Starting with the line that contains "onDestroy, onMount, setContext" and stopping after the line that contains "(diff shortened: 1 of 9 files shown)", copy the entries below exactly. Include nothing else.

━━━━━ Records

PR #4128, opened 2024-01-04
GIX-2187: Default to main account when accountIdentifier is missing

dskloetd:
# Motivation

People want to be able to link from external websites to the ckBTC wallet page, which has information about converting BTC to ckBTC.
This should work whether the user is signed-in or not.
When linking from an external website, the account identifier of the user is not known so it can't be included in the URL.
To make this work we want the wallet deep-link URL work even when know account identifier is specified.
In that case we default to the main account for the given wallet.
For consistency we do the same SNS and NSS wallets.

# Changes

1. Default to the main account when no account identifier is specified in the `IcrcWallet` component.
2. Default to the main account when no account identifier is specified in the `SnsWallet` component. 
3. Default to the main account when no account identifier is specified in the `NnsWallet` component. 

# Tests

Adjust unit tests for each wallet where no account identifier is specified to default to the main account instead of navigating to the accounts page.

Fix `"should render a spinner while loading"` in `NnsWallet.spec.ts`. It previously faked the loading state by not specifying an account identifier. Now we put it in loading state by pausing the API.

Remove `"new transaction action should be disabled while loading"` in `NnsWallet.spec.ts`. It did not simulate the loading state correctly and the test below it covers the same functionality.

# Todos

### DIFF
--- a/frontend/src/lib/pages/NnsWallet.svelte
+++ b/frontend/src/lib/pages/NnsWallet.svelte
@@ -1,4 +1,5 @@
 <script lang="ts">
+  import type { Account } from "$lib/types/account";
   import { onDestroy, onMount, setContext } from "svelte";
   import { i18n } from "$lib/stores/i18n";
   import TestIdWrapper from "$lib/components/common/TestIdWrapper.svelte";
@@ -23,6 +24,7 @@
   import {
     accountName,
     findAccount,
+    mainAccount,
     isAccountHardwareWallet,
   } from "$lib/utils/accounts.utils";
   import {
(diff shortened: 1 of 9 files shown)


frontend/src/lib/pages/NnsWallet.svelte
```diff
@@ -112,15 +114,32 @@
...
 
+  const setSelectedAccount = ({
+    identifier,
+    accounts,
+  }: {
+    identifier: string | undefined | null;
+    accounts: Account[];
+  }) => {
+    // If there is no accountIdentifier specified, default to the main account.
+    const account = isNullish(identifier)
```
mstrasinskis, line 125: Just thinking out loud, is it possible to have this logic in an util function to avoid repetitive code.

mstrasinskis (approved):
Thank you!

frontend/src/lib/pages/NnsWallet.svelte
dskloetd: Done. Although the gains or a bit minor.

PR #4132, opened 2024-01-05
GIX-2187: Fix wallet title when balance is undefined

dskloetd:
# Motivation

The `WalletPageHeading` component has logic to show the account name and balance in the layout title when they scroll out of the viewport (i.e. no longer "intersect" with the viewport). The logic is such that if there is no balance, it always puts the balance in the layout title, even if it's not out of the viewport.
This seems backwards since then it renders as "0 undefined".
So I'm guessing it was intended the other way around, where if there is no balance, it is never (rather than always) rendered in the title.

Note that currently we never pass an `undefined` balance to the `WalletPageHeading` component, so I'm not even sure why this logic exists, but we plan to make the wallet page accessible when not signed in so then we do need `WalletPageHeading` to work with undefined balance.

# Changes

1. Invert the logic for showing the balance in the title to how it was (probably) intended.
2. Add a test.
3. Remove `waitFor` from the test. It's usually bad to use `waitFor` but in this case it can't accomplish anything because the value of `title` is determined before the call to `waitFor` and so can never change while we wait.

# Tests

Unit test added.

# Todos

not necessary

### DIFF
--- a/frontend/src/lib/components/accounts/WalletPageHeading.svelte
+++ b/frontend/src/lib/components/accounts/WalletPageHeading.svelte
@@ -1,5 +1,10 @@
 <script lang="ts">
-  import { nonNullish, type TokenAmount, TokenAmountV2 } from "@dfinity/utils";
+  import {
+    isNullish,
+    nonNullish,
+    type TokenAmount,
+    TokenAmountV2,
+  } from "@dfinity/utils";
   import PageHeading from "../common/PageHeading.svelte";
   import { SkeletonText } from "@dfinity/gix-components";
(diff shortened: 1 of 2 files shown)


frontend/src/lib/components/accounts/WalletPageHeading.svelte
```diff
@@ -34,7 +39,7 @@
     layoutTitleStore.set({
       title: $i18n.wallet.title,
       header:
-        intersecting && nonNullish(balance)
+        intersecting || isNullish(balance)
```
mstrasinskis, line 42: Make sense 👍

mstrasinskis (approved):
Thanks!

PR #4133, opened 2024-01-05
GIX-2187: Allow CkBTCInfoCard without account

dskloetd:
# Motivation

We want to allow deep linking into the ckBTC wallet page so people can learn about BTC -> ckBTC conversion.
This should work even when users are not signed in.
The components on the wallet page currently assume that the user is always signed in or the wallet page wouldn't be shown. So this needs to change.

In this PR we support not being signed in for the `CkBTCInfoCard` component by allowing to not pass the `account` prop.

When signed in:

image

When not signed in:

image

A placeholder for the address QR code will be added later.

This change is not yet user visible because it's still not possible to see the wallet page without being signed in.

# Changes

1. Change the types of `account` and `identifier` to include `undefined.
2. Load the BTC address whenever the identifier is defined, instead of only on mount. This is for the case where the user signs in while on the wallet page.
3. Exclude the sentence with the block explorer link if there is no account.
4. Exclude the QR code of the BTC address if there is no account.
5. Instead of showing the BTC address, show a message to tell the user to sign in.
6. Exclude the "Check for incoming BTC" button if there is no account.

# Tests

1. Unit tests that various elements are not rendered.
2. Unit test that the sign in message is rendered.
3. Additional unit test to make sure that setting the account after rendering works, for the case where the user signs in on the wallet page.

# Todos

not yet

### DIFF
--- a/frontend/src/lib/components/accounts/CkBTCInfoCard.svelte
+++ b/frontend/src/lib/components/accounts/CkBTCInfoCard.svelte
@@ -20,23 +20,22 @@
     BITCOIN_BLOCK_EXPLORER_MAINNET_URL,
     BITCOIN_BLOCK_EXPLORER_TESTNET_URL,
   } from "$lib/constants/bitcoin.constants";
-  import { onMount } from "svelte";
   import { loadBtcAddress } from "$lib/services/ckbtc-minter.services";
   import CkBTCUpdateBalanceButton from "$lib/components/accounts/CkBTCUpdateBalanceButton.svelte";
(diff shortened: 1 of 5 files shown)


mstrasinskis (approved):
LGTM, thanks!

mstrasinskis:
Is there a plan to add a Sign In button after this message?
image

dskloetd:
There will be a sign-in button earlier on the page. Like you can see here:
https://qsgjb-riaaa-aaaaa-aaaga-cai.dskloet-ingress.devenv.dfinity.network/wallet/?u=oq4ec-3maaa-aaaaa-qabeq-cai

━━━━━━━━━━

* **Answer box**:
   import { onDestroy, onMount, setContext } from "svelte";
   import { i18n } from "$lib/stores/i18n";
   import TestIdWrapper from "$lib/components/common/TestIdWrapper.svelte";
@@ -23,6 +24,7 @@
   import {
     accountName,
     findAccount,
+    mainAccount,
     isAccountHardwareWallet,
   } from "$lib/utils/accounts.utils";
   import {
(diff shortened: 1 of 9 files shown)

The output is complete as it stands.